#### [PROBLEM TO SOLVE]
Every line of the records below that holds the word "Clément" belongs in the answer.

Stored items
=-=-=-=-=
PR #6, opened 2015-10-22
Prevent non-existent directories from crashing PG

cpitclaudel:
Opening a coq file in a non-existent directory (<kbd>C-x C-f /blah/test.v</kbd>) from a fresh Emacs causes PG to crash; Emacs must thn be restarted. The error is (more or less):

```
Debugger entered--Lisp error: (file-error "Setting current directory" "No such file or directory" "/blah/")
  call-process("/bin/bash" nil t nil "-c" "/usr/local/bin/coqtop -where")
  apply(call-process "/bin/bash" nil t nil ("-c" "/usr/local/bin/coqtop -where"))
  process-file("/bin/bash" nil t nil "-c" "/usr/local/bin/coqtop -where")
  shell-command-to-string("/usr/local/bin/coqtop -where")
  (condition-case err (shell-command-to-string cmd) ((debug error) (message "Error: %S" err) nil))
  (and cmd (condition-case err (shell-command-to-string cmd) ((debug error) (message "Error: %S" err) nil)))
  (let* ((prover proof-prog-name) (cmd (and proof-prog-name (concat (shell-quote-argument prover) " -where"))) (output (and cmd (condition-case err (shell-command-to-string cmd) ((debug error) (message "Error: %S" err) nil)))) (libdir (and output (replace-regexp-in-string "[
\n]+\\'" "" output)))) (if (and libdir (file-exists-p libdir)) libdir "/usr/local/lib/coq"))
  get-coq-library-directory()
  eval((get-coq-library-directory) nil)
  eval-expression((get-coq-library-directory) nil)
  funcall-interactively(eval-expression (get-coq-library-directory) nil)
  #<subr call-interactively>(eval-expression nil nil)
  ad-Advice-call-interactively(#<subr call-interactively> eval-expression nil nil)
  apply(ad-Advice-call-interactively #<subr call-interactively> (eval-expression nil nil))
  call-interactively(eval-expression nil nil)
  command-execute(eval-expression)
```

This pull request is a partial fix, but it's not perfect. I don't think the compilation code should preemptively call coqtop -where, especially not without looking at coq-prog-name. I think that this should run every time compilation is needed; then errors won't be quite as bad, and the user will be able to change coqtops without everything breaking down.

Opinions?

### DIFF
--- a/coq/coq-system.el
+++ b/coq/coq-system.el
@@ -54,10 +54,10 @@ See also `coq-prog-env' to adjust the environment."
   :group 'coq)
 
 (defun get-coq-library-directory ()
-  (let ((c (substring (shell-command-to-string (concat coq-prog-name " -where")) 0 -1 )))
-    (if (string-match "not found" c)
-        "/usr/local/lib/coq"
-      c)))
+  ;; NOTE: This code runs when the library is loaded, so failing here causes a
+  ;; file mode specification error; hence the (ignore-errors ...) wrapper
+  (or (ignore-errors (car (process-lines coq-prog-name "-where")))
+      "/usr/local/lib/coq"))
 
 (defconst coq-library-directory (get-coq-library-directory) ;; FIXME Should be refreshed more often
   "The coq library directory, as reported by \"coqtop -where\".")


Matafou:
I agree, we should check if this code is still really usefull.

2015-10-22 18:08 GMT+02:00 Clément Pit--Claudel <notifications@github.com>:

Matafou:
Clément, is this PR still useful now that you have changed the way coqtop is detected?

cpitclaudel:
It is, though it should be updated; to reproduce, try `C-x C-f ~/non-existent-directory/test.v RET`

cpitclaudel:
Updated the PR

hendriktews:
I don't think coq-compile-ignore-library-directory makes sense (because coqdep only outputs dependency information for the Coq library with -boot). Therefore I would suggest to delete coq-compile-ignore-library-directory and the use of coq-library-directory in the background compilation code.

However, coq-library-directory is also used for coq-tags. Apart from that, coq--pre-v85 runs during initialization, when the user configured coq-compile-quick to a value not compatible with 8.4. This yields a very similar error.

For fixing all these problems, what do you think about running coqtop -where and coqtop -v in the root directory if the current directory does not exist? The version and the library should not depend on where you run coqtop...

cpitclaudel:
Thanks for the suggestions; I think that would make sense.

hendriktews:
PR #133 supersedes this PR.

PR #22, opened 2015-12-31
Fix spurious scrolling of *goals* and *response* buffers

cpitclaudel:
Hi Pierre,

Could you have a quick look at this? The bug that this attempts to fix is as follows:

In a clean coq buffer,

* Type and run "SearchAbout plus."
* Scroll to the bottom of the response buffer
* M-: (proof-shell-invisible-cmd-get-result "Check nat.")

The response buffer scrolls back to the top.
=-=-=-=-=
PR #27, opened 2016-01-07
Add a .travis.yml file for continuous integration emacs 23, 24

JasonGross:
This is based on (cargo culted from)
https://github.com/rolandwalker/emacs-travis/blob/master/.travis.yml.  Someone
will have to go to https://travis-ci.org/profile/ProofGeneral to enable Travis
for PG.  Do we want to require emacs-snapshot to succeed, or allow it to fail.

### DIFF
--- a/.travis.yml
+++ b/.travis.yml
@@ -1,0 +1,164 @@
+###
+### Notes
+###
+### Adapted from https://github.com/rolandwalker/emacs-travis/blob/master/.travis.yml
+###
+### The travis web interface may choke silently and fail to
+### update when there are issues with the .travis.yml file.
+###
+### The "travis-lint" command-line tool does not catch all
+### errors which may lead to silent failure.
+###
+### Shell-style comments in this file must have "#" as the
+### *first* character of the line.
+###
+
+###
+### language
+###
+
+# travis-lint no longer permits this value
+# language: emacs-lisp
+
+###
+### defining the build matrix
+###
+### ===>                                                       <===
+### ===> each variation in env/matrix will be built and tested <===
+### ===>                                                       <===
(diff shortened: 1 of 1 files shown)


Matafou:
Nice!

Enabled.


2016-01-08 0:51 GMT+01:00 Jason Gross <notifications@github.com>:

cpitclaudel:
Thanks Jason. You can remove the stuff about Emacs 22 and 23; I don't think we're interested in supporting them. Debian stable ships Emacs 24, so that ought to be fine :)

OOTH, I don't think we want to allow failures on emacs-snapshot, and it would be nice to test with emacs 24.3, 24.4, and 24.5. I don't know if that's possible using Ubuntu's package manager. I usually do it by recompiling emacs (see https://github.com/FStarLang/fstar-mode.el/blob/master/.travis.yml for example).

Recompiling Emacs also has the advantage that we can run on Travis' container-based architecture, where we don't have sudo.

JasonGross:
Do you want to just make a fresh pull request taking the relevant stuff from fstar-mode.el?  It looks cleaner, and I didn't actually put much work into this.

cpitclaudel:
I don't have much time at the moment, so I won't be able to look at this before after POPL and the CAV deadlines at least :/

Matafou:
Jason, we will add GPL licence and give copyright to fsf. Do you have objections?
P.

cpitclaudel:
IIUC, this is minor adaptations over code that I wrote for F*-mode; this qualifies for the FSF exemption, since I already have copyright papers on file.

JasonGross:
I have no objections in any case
=-=-=-=-=
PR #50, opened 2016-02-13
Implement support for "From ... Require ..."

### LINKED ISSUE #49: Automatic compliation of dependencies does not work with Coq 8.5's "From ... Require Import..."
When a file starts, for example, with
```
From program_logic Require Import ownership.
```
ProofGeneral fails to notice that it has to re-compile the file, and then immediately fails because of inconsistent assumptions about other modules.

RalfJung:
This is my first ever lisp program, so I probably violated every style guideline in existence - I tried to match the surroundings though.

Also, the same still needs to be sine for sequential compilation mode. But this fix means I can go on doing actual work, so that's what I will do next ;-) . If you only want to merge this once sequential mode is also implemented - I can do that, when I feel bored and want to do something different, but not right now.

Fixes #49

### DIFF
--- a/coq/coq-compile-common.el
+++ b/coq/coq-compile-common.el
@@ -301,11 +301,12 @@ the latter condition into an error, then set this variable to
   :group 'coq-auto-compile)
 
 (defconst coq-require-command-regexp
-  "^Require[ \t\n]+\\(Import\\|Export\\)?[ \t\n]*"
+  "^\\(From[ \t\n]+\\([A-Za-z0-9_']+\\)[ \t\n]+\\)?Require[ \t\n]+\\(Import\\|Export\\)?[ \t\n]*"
=-=-=-=-=
#### [RESULT OF THE EXERCISE]
2015-10-22 18:08 GMT+02:00 Clément Pit--Claudel <notifications@github.com>:
Clément, is this PR still useful now that you have changed the way coqtop is detected?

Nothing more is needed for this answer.